# Exercise aim
Please repeat the records exactly from their first line, finishing at the line containing "- Do **not** silently" and including it.

Stored data

#####

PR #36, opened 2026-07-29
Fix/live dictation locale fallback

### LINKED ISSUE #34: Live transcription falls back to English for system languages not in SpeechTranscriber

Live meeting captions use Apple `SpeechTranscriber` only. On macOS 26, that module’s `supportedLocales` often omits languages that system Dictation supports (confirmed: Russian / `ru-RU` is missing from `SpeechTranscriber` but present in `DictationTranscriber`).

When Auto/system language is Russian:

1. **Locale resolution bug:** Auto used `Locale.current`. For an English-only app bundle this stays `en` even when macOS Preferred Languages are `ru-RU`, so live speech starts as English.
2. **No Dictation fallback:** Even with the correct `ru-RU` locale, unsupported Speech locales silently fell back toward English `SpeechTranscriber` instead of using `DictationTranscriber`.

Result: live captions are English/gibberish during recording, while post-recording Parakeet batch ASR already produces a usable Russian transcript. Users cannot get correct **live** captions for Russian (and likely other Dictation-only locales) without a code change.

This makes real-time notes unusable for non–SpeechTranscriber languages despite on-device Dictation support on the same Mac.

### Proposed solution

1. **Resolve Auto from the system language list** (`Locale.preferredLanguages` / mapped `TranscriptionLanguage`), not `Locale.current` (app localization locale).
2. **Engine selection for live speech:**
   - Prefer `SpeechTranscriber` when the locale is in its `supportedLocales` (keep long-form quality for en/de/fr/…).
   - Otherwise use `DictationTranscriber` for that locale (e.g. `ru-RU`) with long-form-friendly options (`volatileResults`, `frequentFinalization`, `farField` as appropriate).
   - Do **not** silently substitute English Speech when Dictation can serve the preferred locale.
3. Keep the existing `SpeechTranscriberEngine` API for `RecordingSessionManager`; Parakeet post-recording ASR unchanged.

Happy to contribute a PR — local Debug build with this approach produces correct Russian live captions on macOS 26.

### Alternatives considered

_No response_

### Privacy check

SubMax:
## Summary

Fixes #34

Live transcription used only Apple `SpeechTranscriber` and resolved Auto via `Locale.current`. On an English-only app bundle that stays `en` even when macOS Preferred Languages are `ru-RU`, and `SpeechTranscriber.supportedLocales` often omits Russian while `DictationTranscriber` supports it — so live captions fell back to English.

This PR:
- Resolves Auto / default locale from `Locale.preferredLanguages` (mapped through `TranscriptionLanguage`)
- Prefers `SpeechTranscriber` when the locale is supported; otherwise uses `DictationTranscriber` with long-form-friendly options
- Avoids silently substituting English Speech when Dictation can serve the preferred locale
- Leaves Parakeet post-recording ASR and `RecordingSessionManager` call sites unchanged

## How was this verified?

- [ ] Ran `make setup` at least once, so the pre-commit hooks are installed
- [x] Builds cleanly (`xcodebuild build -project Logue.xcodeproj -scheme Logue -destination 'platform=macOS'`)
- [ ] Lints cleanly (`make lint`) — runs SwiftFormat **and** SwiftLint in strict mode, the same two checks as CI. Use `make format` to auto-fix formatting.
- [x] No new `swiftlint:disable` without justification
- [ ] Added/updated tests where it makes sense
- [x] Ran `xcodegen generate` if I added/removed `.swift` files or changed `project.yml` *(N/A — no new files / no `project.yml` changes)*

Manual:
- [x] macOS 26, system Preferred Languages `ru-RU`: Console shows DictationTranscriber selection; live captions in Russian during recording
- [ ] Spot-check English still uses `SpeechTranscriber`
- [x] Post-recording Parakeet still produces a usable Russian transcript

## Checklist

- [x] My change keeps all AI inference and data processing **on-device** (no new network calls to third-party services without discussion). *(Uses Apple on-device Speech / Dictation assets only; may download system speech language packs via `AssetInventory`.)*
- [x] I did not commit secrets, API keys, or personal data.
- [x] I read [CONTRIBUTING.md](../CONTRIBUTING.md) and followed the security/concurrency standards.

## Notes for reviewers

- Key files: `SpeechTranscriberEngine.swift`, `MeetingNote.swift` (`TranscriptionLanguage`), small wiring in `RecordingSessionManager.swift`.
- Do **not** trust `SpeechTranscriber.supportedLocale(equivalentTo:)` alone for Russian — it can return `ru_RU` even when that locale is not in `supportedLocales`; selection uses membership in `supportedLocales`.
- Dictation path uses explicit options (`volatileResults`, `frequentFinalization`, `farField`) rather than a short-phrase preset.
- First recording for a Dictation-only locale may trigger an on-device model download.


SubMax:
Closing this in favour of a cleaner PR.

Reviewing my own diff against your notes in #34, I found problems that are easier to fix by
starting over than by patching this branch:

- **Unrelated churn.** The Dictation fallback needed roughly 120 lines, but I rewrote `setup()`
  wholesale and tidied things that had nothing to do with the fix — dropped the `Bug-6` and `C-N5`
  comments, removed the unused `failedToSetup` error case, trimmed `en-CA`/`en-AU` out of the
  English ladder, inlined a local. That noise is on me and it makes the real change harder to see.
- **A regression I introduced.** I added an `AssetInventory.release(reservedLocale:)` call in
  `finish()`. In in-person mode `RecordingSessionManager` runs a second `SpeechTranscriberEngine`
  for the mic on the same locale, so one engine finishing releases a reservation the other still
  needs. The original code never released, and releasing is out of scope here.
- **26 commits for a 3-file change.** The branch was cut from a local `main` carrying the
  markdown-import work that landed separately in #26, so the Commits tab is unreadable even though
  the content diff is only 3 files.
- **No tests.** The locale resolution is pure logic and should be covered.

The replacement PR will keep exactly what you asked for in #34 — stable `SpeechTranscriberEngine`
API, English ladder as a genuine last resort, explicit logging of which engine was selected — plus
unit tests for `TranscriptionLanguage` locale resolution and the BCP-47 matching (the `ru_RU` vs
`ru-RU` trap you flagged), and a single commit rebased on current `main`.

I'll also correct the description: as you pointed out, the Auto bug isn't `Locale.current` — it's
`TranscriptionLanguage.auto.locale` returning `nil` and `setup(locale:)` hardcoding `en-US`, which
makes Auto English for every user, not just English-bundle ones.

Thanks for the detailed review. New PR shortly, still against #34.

#####

# Written solution
PR #36, opened 2026-07-29
Fix/live dictation locale fallback

### LINKED ISSUE #34: Live transcription falls back to English for system languages not in SpeechTranscriber

Live meeting captions use Apple `SpeechTranscriber` only. On macOS 26, that module’s `supportedLocales` often omits languages that system Dictation supports (confirmed: Russian / `ru-RU` is missing from `SpeechTranscriber` but present in `DictationTranscriber`).

When Auto/system language is Russian:

1. **Locale resolution bug:** Auto used `Locale.current`. For an English-only app bundle this stays `en` even when macOS Preferred Languages are `ru-RU`, so live speech starts as English.
2. **No Dictation fallback:** Even with the correct `ru-RU` locale, unsupported Speech locales silently fell back toward English `SpeechTranscriber` instead of using `DictationTranscriber`.

Result: live captions are English/gibberish during recording, while post-recording Parakeet batch ASR already produces a usable Russian transcript. Users cannot get correct **live** captions for Russian (and likely other Dictation-only locales) without a code change.

This makes real-time notes unusable for non–SpeechTranscriber languages despite on-device Dictation support on the same Mac.

### Proposed solution

1. **Resolve Auto from the system language list** (`Locale.preferredLanguages` / mapped `TranscriptionLanguage`), not `Locale.current` (app localization locale).
2. **Engine selection for live speech:**
   - Prefer `SpeechTranscriber` when the locale is in its `supportedLocales` (keep long-form quality for en/de/fr/…).
   - Otherwise use `DictationTranscriber` for that locale (e.g. `ru-RU`) with long-form-friendly options (`volatileResults`, `frequentFinalization`, `farField` as appropriate).
   - Do **not** silently substitute English Speech when Dictation can serve the preferred locale.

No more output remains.